The two-minute glimpse gives us the most in-depth look at the story yet, with Paul's Jesse Pinkman reuniting with two old friends and dealing with the ramifications of a life he's now—temporarily, at least—escaped.
El Camino is out Oct. 11 on Netflix and in select theaters. Catch the new trailer up top.
Back in 2017, during a harrowing period of time in which a Breaking Bad movie was in no way realistically expected to become a thing that actually exists, Paul spoke with The Off Camera Show's Sam Jones about the understandably intense methods he initially enlisted in order to align himself with such a well-written character.
"When I was on the streets, I was talking as Jesse, I was chain-smoking, bumming cigarettes off of like crackheads or giving crackheads cigarettes," he recalled. "And, you know, [co-star Bryan Cranston] in the second season, I think he may have just noticed I was exhausted one day or just super beat-up and he goes, 'You know, Aaron, it's OK at the end of the day to take off your wardrobe and wash your makeup off and be yourself.'"

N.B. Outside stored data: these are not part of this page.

PR #404, opened 2023-12-04
[Copilot reminder texts] New enum values and events to support feature-specific prompt, capability and saving the accepted suggestion

dcenic:
Entity Text has a hardcoded completion prompt and Copilot Capability for 'Generate Marketing Text'. It also does the saving of accepted proposal in a very specific way (directly to Entity Text system table).
With this change I am:
- introducing overrides based on Entity Text Scenario, that enables Entity Text logic to be run for Reminder Text as well as for Marketing Text
- new tone and emphasis values.

<br /><br />Internal work item: AB#493390

### DIFF
--- a/src/System Application/App/Entity Text/src/EntityTextCapability.EnumExt.al
+++ b/src/System Application/App/Entity Text/src/EntityTextCapability.EnumExt.al
@@ -7,5 +7,9 @@ enumextension 2015 "Entity Text Capability" extends "Copilot Capability"
     {
         Caption = 'Marketing text suggestions';
     }
+    value(2016; "Reminder Text")
+    {
+        Caption = 'Reminder text suggestions';
+    }
 
 }
--- a/src/System Application/App/Entity Text/src/EntityTextCapability.EnumExt.al
+++ b/src/System Application/App/Entity Text/src/EntityTextCapability.EnumExt.al
@@ -3,13 +3,13 @@ using System.AI;
 
 enumextension 2015 "Entity Text Capability" extends "Copilot Capability"
 {
+    value(2014; "Reminder Text")
+    {
+        Caption = 'Reminder text suggestions';
+    }
     value(2015; "Entity Text")
     {
         Caption = 'Marketing text suggestions';
-    }
-    value(2016; "Reminder Text")
-    {
-        Caption = 'Reminder text suggestions';
     }
 
 }
--- a/src/System Application/App/Entity Text/src/EntityTextEmphasis.Enum.al
+++ b/src/System Application/App/Entity Text/src/EntityTextEmphasis.Enum.al
@@ -67,4 +67,13 @@ enum 2012 "Entity Text Emphasis"
     {
         Caption = 'Speed';
     }
+
+    /// <summary>
+    /// Emphasizes consequences.
+    /// </summary>
+    value(7; Consequences)
+    {
+        Caption = 'Consequences';
+    }
+
 }
--- a/src/System Application/App/Entity Text/src/EntityTextImpl.Codeunit.al
+++ b/src/System Application/App/Entity Text/src/EntityTextImpl.Codeunit.al
@@ -226,7 +226,7 @@ codeunit 2012 "Entity Text Impl."
     begin
         PromptSecretName := PromptObjectKeyTxt;
 
-        exit(GetPromptObject(PromptObjectKeyTxt))
+        exit(GetPromptObject(PromptSecretName))
     end;
 
     [NonDebuggable]
--- a/src/System Application/App/Entity Text/src/EntityTextImpl.Codeunit.al
+++ b/src/System Application/App/Entity Text/src/EntityTextImpl.Codeunit.al
@@ -221,7 +221,11 @@ codeunit 2012 "Entity Text Impl."
 
     [NonDebuggable]
     local procedure GetPromptInfo(): JsonObject
+    var
+        PromptSecretName: Text;
     begin
+        PromptSecretName := PromptObjectKeyTxt;
+
         exit(GetPromptObject(PromptObjectKeyTxt))
     end;
 
--- a/src/System Application/App/Entity Text/src/EntityTextImpl.Codeunit.al
+++ b/src/System Application/App/Entity Text/src/EntityTextImpl.Codeunit.al
@@ -29,14 +29,19 @@ codeunit 2012 "Entity Text Impl."
         exit(AzureOpenAI.IsEnabled(Enum::"Copilot Capability"::"Entity Text", Silent));
     end;
 
-    procedure CanSuggest(): Boolean
+    procedure CanSuggest(SourceScenario: Enum "Entity Text Scenario"): Boolean
     var
         EntityTextAOAISettings: Codeunit "Entity Text AOAI Settings";
     begin
         if not EntityTextAOAISettings.IsEnabled(true) then
             exit(false);
 
-        exit(HasPromptInfo());
+        exit(HasPromptInfo(SourceScenario));
+    end;
+
+    procedure CanSuggest(): Boolean
+    begin
+        exit(CanSuggest(0));
     end;
 
     [NonDebuggable]
@@ -68,10 +73,8 @@ codeunit 2012 "Entity Text Impl."
     procedure InsertSuggestion(SourceTableId: Integer; SourceSystemId: Guid; SourceScenario: Enum "Entity Text Scenario"; SuggestedText: Text)
     var
         EntityText: Record "Entity Text";
-        Handled: Boolean;
     begin
-        OnInsertSuggestion(SourceTableId, SourceSystemId, SourceScenario, SuggestedText, Handled);
-        if Handled then
+        if SourceScenario = Enum::"Entity Text Scenario"::"Reminder Text" then
             exit;
 
         InsertSuggestion(SourceTableId, SourceSystemId, SourceScenario, SuggestedText, EntityText);
@@ -212,6 +215,12 @@ codeunit 2012 "Entity Text Impl."
     end;
 
     [NonDebuggable]
+    local procedure GetPromptInfo(): JsonObject
+    begin
+        GetPromptInfo(0);
+    end;
+
+    [NonDebuggable]
     local procedure GetPromptInfo(var SourceScenario: Enum "Entity Text Scenario"): JsonObject
     var
         AzureKeyVault: Codeunit "Azure Key Vault";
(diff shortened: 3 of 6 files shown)


src/System Application/App/Entity Text/src/EntityTextImpl.Codeunit.al
```diff
@@ -50,19 +56,24 @@ codeunit 2012 "Entity Text Impl."
...
 
         exit(Suggestion);
     end;
 
     procedure InsertSuggestion(SourceTableId: Integer; SourceSystemId: Guid; SourceScenario: Enum "Entity Text Scenario"; SuggestedText: Text)
     var
         EntityText: Record "Entity Text";
+        Handled: Boolean;
     begin
+        OnInsertSuggestion(SourceTableId, SourceSystemId, SourceScenario, SuggestedText, Handled);
```
darjoo: I don't agree with this event. 

Using events will allow any extension to potentially break existing copilots. We should refactor to have a way to control this before we even get here. Such that Marketing Text Suggestions or any copilot that uses `GenerateSuggestion` will always have their intended flow. 


Side note, the event is in the Impl. It can't be subscribed by any extensions, is that by design? If so, the above holds less weight.

src/System Application/App/Entity Text/src/EntityTextImpl.Codeunit.al
```diff
@@ -201,14 +212,19 @@ codeunit 2012 "Entity Text Impl."
...
     var
         AzureKeyVault: Codeunit "Azure Key Vault";
         PromptObject: JsonObject;
         PromptObjectText: Text;
+        PromptSecretName: Text;
+        Handled: Boolean;
     begin
-        if not AzureKeyVault.GetAzureKeyVaultSecret(PromptObjectKeyTxt, PromptObjectText) then
-            Error(PromptNotFoundErr);
+        OnGetPromptSecretName(PromptSecretName, SourceScenario, Handled);
```
darjoo: Same with this event.

src/System Application/App/Entity Text/src/EntityTextImpl.Codeunit.al
dcenic: Event removed in latest iteration

src/System Application/App/Entity Text/src/EntityTextImpl.Codeunit.al
dcenic: Event removed in last iteration

src/System Application/App/Entity Text/src/EntityTextCapability.EnumExt.al
```diff
@@ -3,6 +3,10 @@ using System.AI;
 
 enumextension 2015 "Entity Text Capability" extends "Copilot Capability"
 {
+    value(2014; "Reminder Text")
```
Jose-agg, line 6: I don't think that it make sense to have this value here, as the "Entity Text" app should be agnostic to the different implementations - and in this situation you are adding some feature specific code to a generic tool.

src/System Application/App/Entity Text/src/EntityTextImpl.Codeunit.al
```diff
@@ -63,6 +79,9 @@ codeunit 2012 "Entity Text Impl."
     var
         EntityText: Record "Entity Text";
     begin
+        if SourceScenario = Enum::"Entity Text Scenario"::"Reminder Text" then
```
Jose-agg, line 82: Same comment as before, this is adding a dependency in a "generic" tool to a feature, is this something we really want to do? Wouldn't it be better to leave this code agnostic to the feature that use it and write the code for reminders on top of it?

src/System Application/App/Entity Text/src/EntityTextImpl.Codeunit.al
```diff
@@ -202,12 +221,35 @@ codeunit 2012 "Entity Text Impl."
...
+
+        exit(GetPromptObject(PromptSecretName))
+    end;
+
+    [NonDebuggable]
+    local procedure GetPromptInfo(SourceScenarioName: Text): JsonObject
+    var
+        PromptSecretName: Text;
+    begin
+        if SourceScenarioName = Format(Enum::"Entity Text Scenario"::"Reminder Text") then
```
Jose-agg, line 237: Same as before.

src/System Application/App/Entity Text/src/EntityTextImpl.Codeunit.al
```diff
@@ -423,7 +473,12 @@ codeunit 2012 "Entity Text Impl."
             AzureOpenAI.SetAuthorization(Enum::"AOAI Model Type"::"Chat Completions", Endpoint, Deployment, ApiKey);
         end;
 
-        AzureOpenAI.SetCopilotCapability(Enum::"Copilot Capability"::"Entity Text");
+        if SourceScenarioName = Format(Enum::"Entity Text Scenario"::"Reminder Text") then
```
Jose-agg, line 476: Same as before

src/System Application/App/Entity Text/src/EntityTextImpl.Codeunit.al
```diff
@@ -451,6 +506,7 @@ codeunit 2012 "Entity Text Impl."
         Endpoint: Text;
         Deployment: Text;
         ApiKey: SecretText;
+        ReminderTextPromptObjectKeyTxt: Label 'AOAI-Prompt-GenerateReminderText', Locked = true;
```
Jose-agg, line 509: Same as before

src/System Application/App/Entity Text/src/EntityTextScenarioExt.EnumExt.al
```diff
@@ -0,0 +1,9 @@
+namespace System.Text;
+
+enumextension 2014 "Entity Text Scenario Ext." extends "Entity Text Scenario"
```
Jose-agg, line 3: I believe that this extension should life within BaseApp. For the same reasons I mentioned before, and in this particular case to follow the design on the marketing text functionallity (the extension belongs to BaseApp)

Jose-agg (commented):
Please review the comments I left about making the tool agnostic to the different implementations.

src/System Application/App/Entity Text/src/EntityTextCapability.EnumExt.al
dcenic: it cannot be agnostic, this must be hardcoded, because we don't want to raise events. there was strong pushback on raising any events, so we decided to have 'marketing text' and 'reminder text' support  hardcoded in Entity Text module.

src/System Application/App/Entity Text/src/EntityTextImpl.Codeunit.al
dcenic: Same answer as before - it is a conscious decision not to raise events

src/System Application/App/Entity Text/src/EntityTextEmphasis.Enum.al
```diff
@@ -67,4 +67,13 @@ enum 2012 "Entity Text Emphasis"
     {
         Caption = 'Speed';
     }
+
+    /// <summary>
+    /// Emphasizes consequences.
+    /// </summary>
+    value(7; Consequences)
```
nikolakukrika, line 74: Is consequences the best term? Maybe warnings?

src/System Application/App/Entity Text/src/EntityTextScenarioExt.EnumExt.al
dcenic: Same answer as before - it is a conscious decision not to raise events. it must live inside Entity Text so that I can make an if statement instead of raising an event and asking the subscriber to provide the prompt secret name or the copilot capability

src/System Application/App/Entity Text/src/EntityTextImpl.Codeunit.al
dcenic: Same answer as before - it is a conscious decision not to raise events, but hardcode Reminder Text inside Entity Text. We must not let subscribers provide their own prompt.

dcenic: Same answer as before - it is a conscious decision not to raise events, but hardcode Reminder Text inside Entity Text. We must not let subscribers provide their own prompt.

src/System Application/App/Entity Text/src/EntityTextScenarioExt.EnumExt.al
nikolakukrika, line 3: Extensions are rather limiting. You can have 1 per app. Keep this in mind. Maybe this was changed with recent modern dev work, but I believe it was not, try to define two enum extensions in the same app and see if it will compile.

nikolakukrika: Reminders are a base app object, thus the extension should go to the base app.

src/System Application/App/Entity Text/src/EntityTextImpl.Codeunit.al
```diff
@@ -41,20 +51,26 @@ codeunit 2012 "Entity Text Impl."
 
     [NonDebuggable]
     procedure GenerateSuggestion(Facts: Dictionary of [Text, Text]; Tone: Enum "Entity Text Tone"; TextFormat: Enum "Entity Text Format"; TextEmphasis: Enum "Entity Text Emphasis"; CallerModuleInfo: ModuleInfo): Text
+    begin
+        exit(GenerateSuggestion(Facts, Tone, TextFormat, TextEmphasis, CallerModuleInfo, ''));
+    end;
+
+    [NonDebuggable]
```
nikolakukrika, line 58: NonDebuggable is too wide in this case. It should only cover the methods that are sensitive. 
IsEnabled and CanSuggest should be debuggable, then from BuildPrompts and GenerateAndReviewCompletion it should be non-debuggable

src/System Application/App/Entity Text/src/EntityTextImpl.Codeunit.al
```diff
@@ -41,20 +51,26 @@ codeunit 2012 "Entity Text Impl."
...
+    procedure GenerateSuggestion(var Facts: Dictionary of [Text, Text]; var Tone: Enum "Entity Text Tone"; var TextFormat: Enum "Entity Text Format"; var TextEmphasis: Enum "Entity Text Emphasis"; var CallerModuleInfo: ModuleInfo; SourceScenarioName: Text): Text
     var
         SystemPrompt: Text;
         UserPrompt: Text;
```
nikolakukrika, line 62: UserPrompt should be moved within the codeunit and made non-debuggable, so codeunit hides the internal value. Then we could have it as a global variable and not pass it around. This way we can have more code debuggable.

dcenic:
Closed - Reminder Text logic will live in Base App. If I need to copy & paste something from Entity Text, I will do it.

Though that advice proved fruitful for Paul, he still felt a deep emotional attachment to Jesse Pinkman that remains thriving to this day.
"I loved him," he said. "I love that kid so much. I cared for him. To me, he felt like a real person."
El Camino, rightfully, is directed by series creator Vince Gilligan and picks up moments after the events of the Breaking Bad series finale. Hopefully, Pinkman—and, by extension, Aaron Paul and a legion of fans—can find some closure in wherever Gilligan and company have decided to take the story following the death of Walter White, a.k.a. Heisenberg.